The collection of information relating to downhole conditions, commonly referred to as “logging,” can be performed by several methods including “logging while drilling” (“LWD”) and wireline logging. Downhole acoustic logging tools are often utilized to acquire various characteristics of earth formations traversed by the borehole. In such systems, acoustic waveforms are generated using a transmitter, and the acoustic responses are received using one or more receiver arrays. The acquired data is then utilized to determine the slownesses (velocities) of the formation to obtain a maximum slowness and a minimum slowness; and processing the maximum slowness and the minimum slowness obtained to determine the horizontal transverse acoustic anisotropy and the angular direction of the formation's maximum and minimum slownesses. The amount of anisotropy and the direction may be of use in well planning and cement or formation evaluation; for example, to direct perforation guns or assess wellbore stability.

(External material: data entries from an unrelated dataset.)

PR #113, opened 2019-12-13
Add rubocop-rubycw

hanachin:
to ensure no warning, such as:
https://github.com/ruby/ruby-signature/pulls?utf8=%E2%9C%93&q=is%3Apr+is%3Aclosed+warning

### DIFF
--- a/Rakefile
+++ b/Rakefile
@@ -16,7 +16,7 @@ task :stdlib_test do
 end
 
 task :rubocop do
-  sh "rubocop -P"
+  sh "rubocop --parallel"
 end
 
 rule ".rb" => ".y" do |t|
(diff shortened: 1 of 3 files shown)


Rakefile
```diff
@@ -9,12 +9,16 @@ Rake::TestTask.new(:test) do |t|
...
 
-task :default => [:test, :stdlib_test]
+task :default => [:test, :stdlib_test, :rubocop]
 
 task :stdlib_test do
   sh "ruby bin/test_runner.rb"
 end
 
+task :rubocop do
+  sh "rubocop -P"
```
pocke: Personally I prefer the long option, `--parallel`,  to `-P` in a committed file.
Because it is explicit.

I also like the short option on a console, because it needs fewer types.
But typing count is not important in a committed file. Readable code is more important.

hanachin: Totally! I updated the option.

PR #126, opened 2019-12-21
Fix FrozenError signature

soutaro:
I'm not sure why #116 passes CI... Anyway, fixing the issue.


hanachin:
The `FrozenError#initialize` was changed 2 days ago. #116 was created 4 days ago. Thus the signature was valid.
https://github.com/ruby/ruby/commit/435a4ca2a38f3be1f5d2db0f71487a52c8285e9c

PR #139, opened 2019-12-27
Fix Writer output with an empty tuple, and optional symbol literal

pocke:
This pull request fixes two bugs of the Writer. Empty tuple and optional symbol literal.

# empty tuple

Currently the Writer output an empty tuple with two spaces. This change reduces the spaces to one.

```
# input
[ ]

# expected
[ ]

# actual
[  ]
```

# optional symbol literal

The Writer generates wrong code with optional symbol literal.

```
# input
:foo ?

# expected
:foo ?

# actual
:foo?
```

Because symbol literal can include `?` at the end, like Ruby. The actual case has a different meaning with the input.

I guess wrapping with braces is also ok. like `(:foo)?`. But we already have the expected style code.
So I chose the style.

https://github.com/ruby/ruby-signature/blob/6dd573c0326450ebdc3308229027ab303657d601/stdlib/builtin/string.rbs#L716-L717

### DIFF
--- a/lib/ruby/signature/types.rb
+++ b/lib/ruby/signature/types.rb
@@ -330,7 +330,11 @@ module Ruby
         end
 
         def to_s(level = 0)
-          "[ #{types.join(", ")} ]"
+          if types.empty?
+            "[ ]"
+          else
+            "[ #{types.join(", ")} ]"
+          end
         end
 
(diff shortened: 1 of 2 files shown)


soutaro:
Thanks. 🙇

Borehole waves generated by an acoustic impulse source consist of multiple complicated guided waves travelling along the borehole surrounded by rock. To extract slowness measurements from those mixed wave motions, such as compressional slowness (“DTC”) and shear slowness (“DTS”), or shear slowness from low-frequency screw waves in LWD cases, a 2D coherence map is generally used for such purposes. However, the identification and correct picking of these target wave modes from the 2D map are challenging, as it is often necessary to deal with the complications including a low signal-to-noise ratio (“SNR”), interferences of other wave modes, such as leaky-P wave, tool waves, Stoneley waves, road noises due to the tool movements, or aliases of these modes within the 2D coherence map. All of these reasons can contribute to a complicated borehole wave field, thus reducing the ability to make correct, simple and real-time automatic slowness picks.

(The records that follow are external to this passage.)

PR #369, opened 2020-08-19
_parameter_ typo fix

sbeckeriv:
Dearest Reviewer,

This is a a typo fix.  While I am here I have a question about _parameter_. Why would a parameter include a var-name if it was not in the name parameter format `(x: Int)`? 

```
  def bar: (untyped `type`, void: untyped `void`) -> untyped
```
In this test what does `type` do? https://github.com/ruby/rbs/blob/master/test/rbs/signature_parsing_test.rb#L786

I am mostly reading the syntax document. Is there another document I should be reading for reference? 

Thanks for your time,

Dictated but not reviewed,
Becker

### DIFF
--- a/docs/syntax.md
+++ b/docs/syntax.md
@@ -212,7 +212,7 @@ _method-type_ ::= `(` _parameters_ `) ->` _type_                                
 
 _parameters_ ::= _required-positionals_ _optional-positionals_ _rest-positional_ _trailing-positionals_ _keywords_
 
-_paramater_ ::= _type_ _var-name_                                  # Parameter with var name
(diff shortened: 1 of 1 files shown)


soutaro:
Thank you @sbeckeriv !

   def foo: (String name, email: String address) -> void

Let's think about the example above. The `name` is the name of parameter and `email` is the name of keyword. I think your question is about `address`. It's just because I reuse the syntax rule for parameter in keyword type too. 

I agree that there is much of usage for the name in keyword arguments, but causing some confusion... Just removing it might make more sense.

Illustrative embodiments and related methods of the present disclosure are described below as they might be employed in methods and systems to perform acoustic logging using amplitude and phase data of acoustic waveforms. In the interest of clarity, not all features of an actual implementation or methodology are described in this specification. It will of course be appreciated that in the development of any such actual embodiment, numerous implementation-specific decisions must be made to achieve the developers' specific goals, such as compliance with system-related and business-related constraints, which will vary from one implementation to another. Moreover, it will be appreciated that such a development effort might be complex and time-consuming, but would nevertheless be a routine undertaking for those of ordinary skill in the art having the benefit of this disclosure. Further aspects and advantages of the various embodiments and related methodologies of the disclosure will become apparent from consideration of the following description and drawings.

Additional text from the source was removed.